*Action item*:
For the word "problem", state how many lines below contain it. Give no other text.

Collected data:
┌────────

Issue #301, opened 2017-05-08
Feature Request: periodically re-submit the previously committed offset 


samidalouche:
The main problem with kafka consumer is explained here: https://issues.apache.org/jira/browse/KAFKA-3806

Apparently, one of the answers suggests to periodically re-submit the previously committed offset, even no activity occurred. 

So, it would be handy if reactive-kafka provided some logic that could easily allow to re-submit the previously committed offsets to make sure they never disappear from kafka.

njhartwell:
:+1:

asflierl:
Running into the same issue. It's important to note that a consumer also needs to periodically commit the current offset *before* having received the first message in the current session (there might be an offset stored in Kafka for this client/group from a previous session and we do not want that to reset when there are no messages for a day).

PR #375, opened 2017-12-06
Allow committed offsets refresh

rtimush:
This pull request solves the problem described in https://issues.apache.org/jira/browse/KAFKA-3806 and #301.

In some workloads, it is possible that no events are sent to a given topic/partition for 24 hours. By default, Kafka evicts committed offsets after this period, so if the consumer is then restarted it has no stored offset to start with. Depending on the `auto.offset.reset` it may result in re-processing of the whole history, losing some recent events or a failure.

This pull request allows a consumer to refresh the committed offset on a regular basis even if there are no new messages in the topic. The following logic applies:
- If the last commit has been successfully completed, the offsets from this commit are sent.
- If there were no messages at all since the consumer started, the original offset for a partition is sent.
- If the last commit has failed, no offset refresh for the partitions affected happens.

The feature should be explicitly enabled by calling `withCommitRefreshInterval` on the `ConsumerSettings`, so existing client won't be affected.

There is an integration test for this feature, but it takes a few minutes to run because the eviction timeout is configured in minutes and cannot be fractional.

### DIFF
--- a/core/src/main/resources/reference.conf
+++ b/core/src/main/resources/reference.conf
@@ -62,6 +62,11 @@ akka.kafka.consumer {
   # After exceeding maxinum wakeups the consumer will stop and the stage will fail.
   max-wakeups = 10
 
+  # If enabled the consumer will re-send last committed offsets periodically
+  # for all assigned partitions. See https://issues.apache.org/jira/browse/KAFKA-4682.
+  commit-refresh-enabled = false
+  commit-refresh-interval = 1m
+
   # If enabled log stack traces before waking up the KafkaConsumer to give
   # some indication why the KafkaConsumer is not honouring the poll-timeout
   wakeup-debug = true
--- a/core/src/main/resources/reference.conf
+++ b/core/src/main/resources/reference.conf
@@ -62,10 +62,9 @@ akka.kafka.consumer {
   # After exceeding maxinum wakeups the consumer will stop and the stage will fail.
   max-wakeups = 10
 
-  # If enabled the consumer will re-send last committed offsets periodically
+  # If set to a finite duration the consumer will re-send last committed offsets periodically
   # for all assigned partitions. See https://issues.apache.org/jira/browse/KAFKA-4682.
-  commit-refresh-enabled = false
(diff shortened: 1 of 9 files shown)


bsideup:
@rtimush @ktoso @patriknw do you have any updates on the status of this PR?

ktoso:
We'll soon have @ennru join us and spend considerable time on Alpakka projects, which includes this, which means quicker turnaround in merging things very soon :-) Thanks for your patience, Alpakka has proven it self and is going to get the attention it deserves very soon :-)

fchaillou:
@ktoso no worries, I'm interested in these features so i'm doing what i can to help you in my own way !
Welcome and good luck to @ennru then :+1:

ennru:
Good work and welcome to the Kafka connector project!

Could you rebase, please?

rtimush:
Thanks, @ennru. Rebased.

ennru:
Great, thank you.
I'd like to see some documentation for this feature. We'd at least need a section in `reference.conf`.

rtimush:
Makes sense, I added parameters to the `reference.conf` and also added a small note in the consumer docs.

core/src/main/resources/reference.conf
```diff
@@ -62,6 +62,11 @@ akka.kafka.consumer {
   # After exceeding maxinum wakeups the consumer will stop and the stage will fail.
   max-wakeups = 10
 
+  # If enabled the consumer will re-send last committed offsets periodically
+  # for all assigned partitions. See https://issues.apache.org/jira/browse/KAFKA-4682.
+  commit-refresh-enabled = false
+  commit-refresh-interval = 1m
```
ktoso: would it not be nicer to have one value, and it being `infinite` being "disabled"? That's usually how we have such settings in Akka and Akka HTTP

rtimush: It is indeed much nicer, but I didn't want to introduce a custom config behavior. As you say it is already done like this in akka, I will change the code here to use a single config value too.

ennru:
Thank you for your contribution!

└────────

*Result of this exercise*:
2